An interesting question. Many years ago, I attended a public talk by Lee Kwan Yew, and as the only African present, I wished ... His comments included a few anecdotes that I think he later included in his autobiography. One of them involved his efforts to work with African governments:
Incredible as it might seem, there is a video of Tough-Man Lee weeping in public. The occasion was when Singapore got kicked out of the Malay Federation. Lee thought his tiny country couldn't survive on its own, which is why it had ganged up with Malaysia in the first place. Anyways ... having been kicked out, he thought his best partners might be the "newly free" African countries. So he jumped into a plane and did a little African tour. To cut it short, he thought too many countries were being run by jokers. His exact words were that they were "parodies of countries".
So, what exactly ails
Mwafrika? It's certainly not a lack of intelligent people or anything of the like. Nor is it a failure to dream big. But even when people are not finishing each other in "routine tribal clashes" that end up as civil wars---what is S. Sudan all about and does it have to happen?---the results can be seen in Peaceful Kenya (
Economic Powerhouse Of East Africa, Growing at 6+%): Vision 2030 is largely a joke. It's as though people think that as long as they set lofty goals and keep repeating them, then all will happen. Not!
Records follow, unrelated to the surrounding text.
Issue #3027, opened 2017-11-29
ActivationsApiTests fails with no results from list query


rabbah:
Observed in couple of Travis PR builds.

```
whisk.core.controller.test.ActivationsApiTests > Activations API should get summary activation by namespace and action name FAILED
    org.scalatest.exceptions.TestFailedException: 2 was not equal to 0
        at org.scalatest.MatchersHelper$.indicateFailure(MatchersHelper.scala:340)
        at org.scalatest.Matchers$ShouldMethodHelper$.shouldMatcher(Matchers.scala:6668)
        at org.scalatest.Matchers$AnyShouldWrapper.should(Matchers.scala:6704)
        at whisk.core.controller.test.ActivationsApiTests$$anonfun$11$$anonfun$apply$30$$anonfun$apply$31.apply(ActivationsApiTests.scala:328)
```

It failed on the `activations.length should be(response.length)`. 
The initial wait on view was ok; it confirmed at least one view was up to date. If couchdb is not clustered in [Travis](https://github.com/apache/incubator-openwhisk/blob/master/ansible/environments/local/hosts#L26), why does the query fail?

rabbah:
answering my question: the `waitOnView` is checking the wrong index. The filtering by name using a different view. So need to adjust the wait.

PR #3164, opened 2018-01-09
Add type property to entity documents - Take 2

chetanmeh:
Adds a `type` property to the document json based on `entityType` method

This PR is second attempt for #3161. See the issue for more details. It adds a type property based onexplicitly defined `entityType` method value

### DIFF
--- a/common/scala/src/main/scala/whisk/core/entity/WhiskAction.scala
+++ b/common/scala/src/main/scala/whisk/core/entity/WhiskAction.scala
@@ -88,6 +88,8 @@ abstract class WhiskActionLike(override val name: EntityName) extends WhiskEntit
       parameters.definedParameters
     } else Set.empty[String]
 
+  def entityType = "action"
+
   def toJson =
     JsObject(
       "namespace" -> namespace.toJson,
--- a/common/scala/src/main/scala/whisk/core/entity/WhiskAction.scala
+++ b/common/scala/src/main/scala/whisk/core/entity/WhiskAction.scala
@@ -72,7 +72,7 @@ case class WhiskActionPut(exec: Option[Exec] = None,
   }
 }
 
-abstract class WhiskActionLike(override val name: EntityName) extends WhiskEntity(name) {
+abstract class WhiskActionLike(override val name: EntityName) extends WhiskEntity(name, "action") {
   def exec: Exec
   def parameters: Parameters
   def limits: ActionLimits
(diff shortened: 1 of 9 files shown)


common/scala/src/main/scala/whisk/core/entity/WhiskAction.scala
```diff
@@ -88,6 +88,8 @@ abstract class WhiskActionLike(override val name: EntityName) extends WhiskEntit
       parameters.definedParameters
     } else Set.empty[String]
 
+  def entityType = "action"
```
rabbah: Could be a val.

common/scala/src/main/scala/whisk/core/entity/WhiskEntity.scala
```diff
@@ -60,11 +60,17 @@ abstract class WhiskEntity protected[entity] (en: EntityName) extends WhiskDocum
...
+
   /**
    * Returns a JSON object with the fields specific to this abstract class.
    */
   protected def entityDocumentRecord: JsObject =
-    JsObject("name" -> JsString(name.toString), "updated" -> JsNumber(updated.toEpochMilli()))
+    JsObject(
+      "name" -> JsString(name.toString),
+      "updated" -> JsNumber(updated.toEpochMilli()),
+      "type" -> JsString(entityType))
```
rabbah: I’d use the property kind instead of type, or entityType. The string type could cause problems in the future because it’s a reserved string in scala and would have to be escaped in a case class for example with default serdes.

chetanmeh: Ack. Used `entityType` as property name as `kind` is already being used for `exec` to avoid confusuion

common/scala/src/main/scala/whisk/core/entity/WhiskAction.scala
chetanmeh: Ack. Made it an instance val. Used def earlier to avoid extra memory usage for in memory representation of entity. However val looks like the right way now

chetanmeh:
The build failure is in ActivationsApiTests which I think is not related to changes here per #3027

```
whisk.core.controller.test.ActivationsApiTests > Activations API should get summary activation by namespace and action name FAILED
    org.scalatest.exceptions.TestFailedException: 2 was not equal to 1
        at org.scalatest.Matchers$ShouldMethodHelper$.shouldMatcher(Matchers.scala:6668)
        at org.scalatest.Matchers$AnyShouldWrapper.should(Matchers.scala:6704)
```

rabbah:
Agree. One aspect that’s giving me pause is that activation records will inherit this but are in their own non ambiguous database. But refactoring the type hierarchy to also address other inconsistencies between activations and other entities is a seperate topic - that we’ll need to address.

chetanmeh:
> You could rename the test to "it should define the entityType property in its json representation" since that's what it asserts.

Makes sense. Updated the PR now

PR #3849, opened 2018-06-17
fix german translation

swiffer:


sebastianjohngvl:
Hi,
When will this fix be released?

PR #3854, opened 2018-06-19
Replace opencollective with opencollective-postinstall

sterngeist:
https://github.com/opencollective/opencollective-cli/issues/3#issuecomment-378039208

### DIFF
--- a/package.json
+++ b/package.json
@@ -6,6 +6,9 @@
   "directories": {
     "doc": "docs"
   },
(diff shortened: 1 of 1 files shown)


sterngeist:
Simply updated to latest Node.js v10.4.1, used "npm install -g opencollective" first, afterwards "npm install bootstrap-table" and install process worked like a charm. So pull request is obsolete.

PR #3859, opened 2018-06-21
Fix plural commited in #3611

danielh84:
actually there is "Zeilenn" if there are more than 1 rows... it has to be "Zeilen"


danielh84:
duplicate: #3849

To my mind---as I have stated elsewhere---one of the first things African countries need to focus on is real and serious
human development. And they should also learn from the history of others ... move beyond East or West always "helping" and start to do for themselves. Look beyond dining out on digging stuff out of the ground to sell to strangers. Try something other than borrowing 1% of GDP and then saying "this will increase our GDP by at least 1%". And, above all, stop blaming others for their situation or expecting others to "develop" them.
Africa actually has all it needs, whether it's stuff in the ground, or land, or the cheap labour that others have used to propel themselves forward. What is lacking are (a) a real vision, not some Vision
3020 2030, and real leadership, not criminal jokers.
To be continued ...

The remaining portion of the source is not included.